[Start of Attachment]

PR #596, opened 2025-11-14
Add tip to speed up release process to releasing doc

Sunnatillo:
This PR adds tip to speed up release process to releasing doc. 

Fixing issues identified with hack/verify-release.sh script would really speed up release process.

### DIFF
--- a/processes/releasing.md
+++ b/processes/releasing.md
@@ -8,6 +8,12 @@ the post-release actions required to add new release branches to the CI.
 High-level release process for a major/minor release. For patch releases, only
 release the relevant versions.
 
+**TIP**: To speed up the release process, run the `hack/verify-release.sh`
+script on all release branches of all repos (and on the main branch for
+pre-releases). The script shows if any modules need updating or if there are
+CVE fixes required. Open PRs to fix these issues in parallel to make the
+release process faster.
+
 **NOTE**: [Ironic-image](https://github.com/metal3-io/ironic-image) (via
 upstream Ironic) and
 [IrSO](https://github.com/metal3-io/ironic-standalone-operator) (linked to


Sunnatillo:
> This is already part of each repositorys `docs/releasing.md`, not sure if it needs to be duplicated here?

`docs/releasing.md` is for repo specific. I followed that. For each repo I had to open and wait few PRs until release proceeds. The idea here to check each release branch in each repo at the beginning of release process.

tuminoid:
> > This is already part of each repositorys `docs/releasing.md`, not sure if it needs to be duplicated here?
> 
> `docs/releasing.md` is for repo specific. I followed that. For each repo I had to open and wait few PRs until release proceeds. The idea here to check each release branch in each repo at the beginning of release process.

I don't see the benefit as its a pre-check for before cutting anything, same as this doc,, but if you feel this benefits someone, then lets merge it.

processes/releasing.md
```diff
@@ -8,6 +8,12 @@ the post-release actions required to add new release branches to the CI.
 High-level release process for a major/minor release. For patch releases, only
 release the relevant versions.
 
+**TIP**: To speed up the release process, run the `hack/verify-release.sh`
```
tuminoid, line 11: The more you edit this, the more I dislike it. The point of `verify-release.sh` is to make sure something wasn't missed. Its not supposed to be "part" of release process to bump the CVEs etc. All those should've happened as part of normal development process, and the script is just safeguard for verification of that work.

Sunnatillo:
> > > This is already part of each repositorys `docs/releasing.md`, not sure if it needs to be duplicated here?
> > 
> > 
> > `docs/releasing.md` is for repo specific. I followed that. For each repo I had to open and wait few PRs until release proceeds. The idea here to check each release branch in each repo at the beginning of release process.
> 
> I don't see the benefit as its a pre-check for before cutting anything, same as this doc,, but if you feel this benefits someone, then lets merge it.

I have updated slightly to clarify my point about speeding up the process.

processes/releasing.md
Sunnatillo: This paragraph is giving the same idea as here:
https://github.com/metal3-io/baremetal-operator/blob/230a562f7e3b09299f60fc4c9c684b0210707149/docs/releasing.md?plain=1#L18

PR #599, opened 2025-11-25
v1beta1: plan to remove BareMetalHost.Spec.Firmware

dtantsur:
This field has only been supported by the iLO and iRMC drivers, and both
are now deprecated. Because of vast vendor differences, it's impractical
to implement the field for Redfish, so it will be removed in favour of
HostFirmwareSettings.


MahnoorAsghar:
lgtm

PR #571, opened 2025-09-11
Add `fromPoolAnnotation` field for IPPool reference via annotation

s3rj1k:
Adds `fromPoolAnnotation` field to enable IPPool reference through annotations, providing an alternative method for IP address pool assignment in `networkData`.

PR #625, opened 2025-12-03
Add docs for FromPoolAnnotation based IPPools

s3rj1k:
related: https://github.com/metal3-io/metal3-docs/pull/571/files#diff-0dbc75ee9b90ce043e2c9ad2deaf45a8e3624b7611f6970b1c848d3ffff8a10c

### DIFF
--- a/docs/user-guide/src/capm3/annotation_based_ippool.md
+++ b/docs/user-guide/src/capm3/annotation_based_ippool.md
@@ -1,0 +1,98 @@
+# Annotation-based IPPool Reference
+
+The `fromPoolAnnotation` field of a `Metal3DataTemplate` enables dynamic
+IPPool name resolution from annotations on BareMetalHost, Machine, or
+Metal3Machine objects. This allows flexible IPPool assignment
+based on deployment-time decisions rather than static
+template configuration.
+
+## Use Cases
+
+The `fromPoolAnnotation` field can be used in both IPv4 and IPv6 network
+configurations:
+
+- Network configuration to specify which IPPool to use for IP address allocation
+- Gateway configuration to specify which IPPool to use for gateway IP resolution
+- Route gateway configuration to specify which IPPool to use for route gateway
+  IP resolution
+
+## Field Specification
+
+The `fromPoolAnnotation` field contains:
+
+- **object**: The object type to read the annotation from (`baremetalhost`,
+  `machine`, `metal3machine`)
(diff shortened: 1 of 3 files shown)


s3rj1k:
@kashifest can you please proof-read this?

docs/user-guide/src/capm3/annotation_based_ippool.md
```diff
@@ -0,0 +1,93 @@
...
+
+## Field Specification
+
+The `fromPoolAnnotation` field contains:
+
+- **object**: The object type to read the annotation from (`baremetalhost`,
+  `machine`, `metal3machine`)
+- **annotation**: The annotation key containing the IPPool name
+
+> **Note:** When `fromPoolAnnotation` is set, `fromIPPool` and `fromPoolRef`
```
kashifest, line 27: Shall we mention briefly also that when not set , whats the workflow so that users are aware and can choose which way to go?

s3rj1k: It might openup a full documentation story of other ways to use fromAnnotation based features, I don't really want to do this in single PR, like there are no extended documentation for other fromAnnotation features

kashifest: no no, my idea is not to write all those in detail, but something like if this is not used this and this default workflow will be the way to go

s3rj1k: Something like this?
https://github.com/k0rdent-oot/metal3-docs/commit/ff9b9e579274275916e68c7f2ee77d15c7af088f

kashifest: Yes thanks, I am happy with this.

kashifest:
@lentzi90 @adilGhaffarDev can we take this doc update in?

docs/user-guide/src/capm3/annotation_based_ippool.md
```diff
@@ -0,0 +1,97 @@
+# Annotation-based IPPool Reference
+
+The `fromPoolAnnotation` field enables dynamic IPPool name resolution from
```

[End of Attachment]

(Exercise instructions):
Your response should be made up of the lines in the data that contain the word "benefits".

(Reply):
I don't see the benefit as its a pre-check for before cutting anything, same as this doc,, but if you feel this benefits someone, then lets merge it.
> I don't see the benefit as its a pre-check for before cutting anything, same as this doc,, but if you feel this benefits someone, then lets merge it.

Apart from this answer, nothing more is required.